(Saved data entries)

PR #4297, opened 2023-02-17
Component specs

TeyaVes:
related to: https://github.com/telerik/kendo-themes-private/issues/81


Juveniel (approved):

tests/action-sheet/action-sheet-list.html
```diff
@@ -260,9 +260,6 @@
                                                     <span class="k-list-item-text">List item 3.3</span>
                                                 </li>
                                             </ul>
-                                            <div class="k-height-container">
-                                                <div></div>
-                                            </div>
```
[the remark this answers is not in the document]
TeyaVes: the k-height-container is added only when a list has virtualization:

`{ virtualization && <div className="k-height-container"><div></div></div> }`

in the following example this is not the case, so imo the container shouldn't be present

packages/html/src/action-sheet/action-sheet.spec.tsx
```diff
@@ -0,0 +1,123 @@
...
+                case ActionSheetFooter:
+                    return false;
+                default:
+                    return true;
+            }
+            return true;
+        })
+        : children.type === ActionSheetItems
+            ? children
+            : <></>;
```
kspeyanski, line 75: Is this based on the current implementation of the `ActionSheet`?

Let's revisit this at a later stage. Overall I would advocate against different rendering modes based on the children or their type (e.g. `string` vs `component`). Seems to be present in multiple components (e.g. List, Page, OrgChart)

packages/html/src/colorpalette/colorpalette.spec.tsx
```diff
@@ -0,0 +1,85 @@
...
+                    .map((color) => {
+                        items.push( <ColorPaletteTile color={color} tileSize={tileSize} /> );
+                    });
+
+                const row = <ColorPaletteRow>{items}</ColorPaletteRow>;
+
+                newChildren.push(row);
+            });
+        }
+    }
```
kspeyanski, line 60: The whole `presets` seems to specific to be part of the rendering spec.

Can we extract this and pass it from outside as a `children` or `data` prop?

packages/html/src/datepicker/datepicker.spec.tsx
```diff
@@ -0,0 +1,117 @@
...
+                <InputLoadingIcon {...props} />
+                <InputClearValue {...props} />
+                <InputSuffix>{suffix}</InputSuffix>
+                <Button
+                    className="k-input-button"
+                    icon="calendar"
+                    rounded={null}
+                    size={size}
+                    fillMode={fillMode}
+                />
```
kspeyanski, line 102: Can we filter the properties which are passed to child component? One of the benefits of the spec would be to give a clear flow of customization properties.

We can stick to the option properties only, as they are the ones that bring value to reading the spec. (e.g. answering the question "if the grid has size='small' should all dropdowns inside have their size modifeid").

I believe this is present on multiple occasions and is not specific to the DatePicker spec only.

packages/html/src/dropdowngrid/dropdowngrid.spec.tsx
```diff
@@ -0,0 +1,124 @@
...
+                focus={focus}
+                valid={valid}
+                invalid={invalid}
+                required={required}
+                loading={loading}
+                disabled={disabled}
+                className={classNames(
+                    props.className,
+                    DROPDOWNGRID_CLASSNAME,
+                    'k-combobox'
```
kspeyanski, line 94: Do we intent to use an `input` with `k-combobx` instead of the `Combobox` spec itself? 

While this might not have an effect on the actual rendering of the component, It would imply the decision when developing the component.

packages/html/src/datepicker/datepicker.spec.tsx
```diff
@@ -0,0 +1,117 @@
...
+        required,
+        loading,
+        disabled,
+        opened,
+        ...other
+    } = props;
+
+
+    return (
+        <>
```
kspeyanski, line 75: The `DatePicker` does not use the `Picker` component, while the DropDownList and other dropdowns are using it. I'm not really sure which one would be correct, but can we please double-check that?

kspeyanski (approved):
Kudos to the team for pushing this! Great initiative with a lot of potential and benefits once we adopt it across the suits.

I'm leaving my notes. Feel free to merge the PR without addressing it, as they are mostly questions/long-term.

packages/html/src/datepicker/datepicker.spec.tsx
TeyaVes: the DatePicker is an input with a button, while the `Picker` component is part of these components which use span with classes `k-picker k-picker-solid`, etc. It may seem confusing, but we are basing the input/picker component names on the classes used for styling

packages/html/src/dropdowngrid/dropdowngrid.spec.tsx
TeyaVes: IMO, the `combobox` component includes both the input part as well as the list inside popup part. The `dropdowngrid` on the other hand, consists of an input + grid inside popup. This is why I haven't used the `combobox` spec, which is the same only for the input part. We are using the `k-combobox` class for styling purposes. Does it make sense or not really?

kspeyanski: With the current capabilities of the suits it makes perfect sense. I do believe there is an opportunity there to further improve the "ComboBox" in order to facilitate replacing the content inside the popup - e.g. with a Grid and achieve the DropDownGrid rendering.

* Activity:
All entries are to be retyped with no difference from the original.

* Solution to this exercise:
PR #4297, opened 2023-02-17
Component specs

TeyaVes:
related to: https://github.com/telerik/kendo-themes-private/issues/81


Juveniel (approved):

tests/action-sheet/action-sheet-list.html
```diff
@@ -260,9 +260,6 @@
                                                     <span class="k-list-item-text">List item 3.3</span>
                                                 </li>
                                             </ul>
-                                            <div class="k-height-container">
-                                                <div></div>
-                                            </div>
```
[the remark this answers is not in the document]
TeyaVes: the k-height-container is added only when a list has virtualization:

`{ virtualization && <div className="k-height-container"><div></div></div> }`

in the following example this is not the case, so imo the container shouldn't be present

packages/html/src/action-sheet/action-sheet.spec.tsx
```diff
@@ -0,0 +1,123 @@
...
+                case ActionSheetFooter:
+                    return false;
+                default:
+                    return true;
+            }
+            return true;
+        })
+        : children.type === ActionSheetItems
+            ? children
+            : <></>;
```
kspeyanski, line 75: Is this based on the current implementation of the `ActionSheet`?

Let's revisit this at a later stage. Overall I would advocate against different rendering modes based on the children or their type (e.g. `string` vs `component`). Seems to be present in multiple components (e.g. List, Page, OrgChart)

packages/html/src/colorpalette/colorpalette.spec.tsx
```diff
@@ -0,0 +1,85 @@
...
+                    .map((color) => {
+                        items.push( <ColorPaletteTile color={color} tileSize={tileSize} /> );
+                    });
+
+                const row = <ColorPaletteRow>{items}</ColorPaletteRow>;
+
+                newChildren.push(row);
+            });
+        }
+    }
```
kspeyanski, line 60: The whole `presets` seems to specific to be part of the rendering spec.

Can we extract this and pass it from outside as a `children` or `data` prop?

packages/html/src/datepicker/datepicker.spec.tsx
```diff
@@ -0,0 +1,117 @@
...
+                <InputLoadingIcon {...props} />
+                <InputClearValue {...props} />
+                <InputSuffix>{suffix}</InputSuffix>
+                <Button
+                    className="k-input-button"
+                    icon="calendar"
+                    rounded={null}
+                    size={size}
+                    fillMode={fillMode}
+                />
```
kspeyanski, line 102: Can we filter the properties which are passed to child component? One of the benefits of the spec would be to give a clear flow of customization properties.

We can stick to the option properties only, as they are the ones that bring value to reading the spec. (e.g. answering the question "if the grid has size='small' should all dropdowns inside have their size modifeid").

I believe this is present on multiple occasions and is not specific to the DatePicker spec only.

packages/html/src/dropdowngrid/dropdowngrid.spec.tsx
```diff
@@ -0,0 +1,124 @@
...
+                focus={focus}
+                valid={valid}
+                invalid={invalid}
+                required={required}
+                loading={loading}
+                disabled={disabled}
+                className={classNames(
+                    props.className,
+                    DROPDOWNGRID_CLASSNAME,
+                    'k-combobox'
```
kspeyanski, line 94: Do we intent to use an `input` with `k-combobx` instead of the `Combobox` spec itself? 

While this might not have an effect on the actual rendering of the component, It would imply the decision when developing the component.

packages/html/src/datepicker/datepicker.spec.tsx
```diff
@@ -0,0 +1,117 @@
...
+        required,
+        loading,
+        disabled,
+        opened,
+        ...other
+    } = props;
+
+
+    return (
+        <>
```
kspeyanski, line 75: The `DatePicker` does not use the `Picker` component, while the DropDownList and other dropdowns are using it. I'm not really sure which one would be correct, but can we please double-check that?

kspeyanski (approved):
Kudos to the team for pushing this! Great initiative with a lot of potential and benefits once we adopt it across the suits.

I'm leaving my notes. Feel free to merge the PR without addressing it, as they are mostly questions/long-term.

packages/html/src/datepicker/datepicker.spec.tsx
TeyaVes: the DatePicker is an input with a button, while the `Picker` component is part of these components which use span with classes `k-picker k-picker-solid`, etc. It may seem confusing, but we are basing the input/picker component names on the classes used for styling

packages/html/src/dropdowngrid/dropdowngrid.spec.tsx
TeyaVes: IMO, the `combobox` component includes both the input part as well as the list inside popup part. The `dropdowngrid` on the other hand, consists of an input + grid inside popup. This is why I haven't used the `combobox` spec, which is the same only for the input part. We are using the `k-combobox` class for styling purposes. Does it make sense or not really?

kspeyanski: With the current capabilities of the suits it makes perfect sense. I do believe there is an opportunity there to further improve the "ComboBox" in order to facilitate replacing the content inside the popup - e.g. with a Grid and achieve the DropDownGrid rendering.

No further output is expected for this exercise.